I generally eschew what the game thinks is "right" and follow my own conscience.
For example, in Dishonored there was no way in heck I was letting the brother of the scientist walk out of there. Not after listening to his backstory. Nope. You had your chance at redemption, and you blew it.
Also, every time I play Fallout 3 I kill Roy Philips outright.
It would be nice if, as Allen said, that game writers could think of a way of being evil without twirling mustaches and drowning kittens. I think it's a failure of imagination. The writers can see why the paragon character does the paragon stuff, but they can't seem to come up with plausible motivations for villains. Evil people don't think of themselves as evil. The most evil people who ever walked the earth genuinely believed they were doing what they were doing for the good of everyone.
I'd play that game: The one where the good and evil path felt equally justified to the main character. If you're going to make someone kill a bunch of people, make that villain do it because the rationalization is that it's better to kill a few hundred/thousand/million people for the good of the rest of the people who won't be killed. Make the tyrant want to take over the world because the tyrant truly believes they are the only person who truly understands what's broken and how to fix it, rather than power for its own sake. That would be interesting, at least. I don't see anyone doing it, though.
Jonman Wrote:
Yes, you can cancel Darksiders, but only by using your Sony Golds. Which, while pretty good, aren't a patch on Zelda.
I'm A Steam Curator!
I fully approve of that policy.
I normally tend toward the goody-goody side of things when I get into an RPG. However, there are times when I'll vary from that.
For instance, in my current game of Stellaris, I am playing a fanatic collectivist empire.
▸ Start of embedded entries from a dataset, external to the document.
PR #13682, opened 2018-12-19
Add a docs build (with error checking) option to the dev_menu.py script 

aaronmarkham:
## Description ##
This PR extends the `dev_menu.py` script to give it a docs build option. 🔥 
It leverages the existing `deploy_docs` function from CI that is basically a straight call to `make docs SPHINXOPTS=-W`. This will check your build for docs errors, so this makes it just a little more easier to test your dev work before making a PR.

As with any `make docs` run, make sure you update `/docs/settings.ini` to choose which doc sets to run, otherwise you're running them all! 😲 

## Comments
Unrelated to this change is that while getting the script to function, I noticed the script has a couple of deviations in requirements from a standard user installation of MXNet. These aren't in our user setup scripts:

1. `yaml` Python module (pip install)
2. `ccache` (apt install)

So to run this script you need these! 

I tried using a docker variation for giggles and ran into security issues at one point, so there are probably some additional config steps to make the docker options work for a regular user.

It also requires Python 3. It will fail to run on Python 2 (around line 75). I think that since we still support Python 2 the script should be updated accordingly. Again, this has nothing to do with this feature I'm adding. I'm just commenting on the current situation with the script that is already in the repo.

## Experimental
I experimented with adding an option to run the full website build since that would be pretty cool to offer for easy dev & testing, but I put that off after seeing that it's not quite setup to handle a bunch of parameters. Sure, it could be done, but I didn't want to make so many changes without discussing the best approach. I had a --website option going that took in the 5 params needed, but then found I'd need to rewrite/extend the commands functions, so I didn't. Saving this kind of update for later since I'd also like to make it easy to pick which doc set(s) to run (python/c/scala/java/clojure/r/etc). Ping me if anyone wants to help with that.

### DIFF
--- a/dev_menu.py
+++ b/dev_menu.py
@@ -115,6 +115,8 @@ COMMANDS = OrderedDict([
         CMake(),
         create_virtualenv_default,
     ]),
+    ('[Website and docs build] Will build to docs/_build/html/',
+        "ci/docker/runtime_functions.sh deploy_docs"),
     ('[Docker] sanity_check. Check for linting and code formatting.',
         "ci/build.py --platform ubuntu_cpu /work/runtime_functions.sh sanity_check"),
     ('[Docker] Python3 CPU unittests',
@@ -225,4 +227,3 @@ def main():
 
 if __name__ == '__main__':
     sys.exit(main())
-


aaronmarkham:
@larroy - added this feature per your suggestion. Also, I have some comments about the script in this PR's description. In particular, I'd want to sync up the dependencies and make sure those are in the setup scripts... yaml is fine, but do we need to require ccache? I'm ok either way... just not sure if a basic build option really needs that.

Roshrini:
@larroy @nswamy Can you review this PR?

I went to war with an empire run by a fanatic individualist, xenophobic species. I won the war and took two planets from them. The populations of those two worlds were not altogether happy with my benevolent leadership, and continued to make that plain. I finally had enough of it and decided to release the two planets as vassals to my empire. To repay their kindnesses to us, and to try to prevent any future aggressions from them, I destroyed every single production building on those two worlds before I left, including farms. I can rationalize that as crippling a potential future adversary before pulling out, but we all know it was at least partly for spite.
Ironically enough, one of the two now considers themselves to be a loyal vassal (they are pacifist xenophiles for some reason), so I feel a little guilty.
As far as games requiring a more personal evil attitude, Tyranny looks very interesting to me, but I honestly don't think I could play it effectively.
Un bon mot ne prouve rien (A witty saying proves nothing). - Voltaire
Not many of these moments stay with me, but I'll never forget the first boss fight in God of War, against the Hydra. In just the first level of the game, I was already facing off against the biggest boss monster I'd ever seen in any video game I'd played before. That sense of scale and power was something that few games ever represented well, and by putting it at the very beginning, told you that you were in for a brand new kind of experience.
"You've got to go on without me. I'm stuck for the next 2 turns."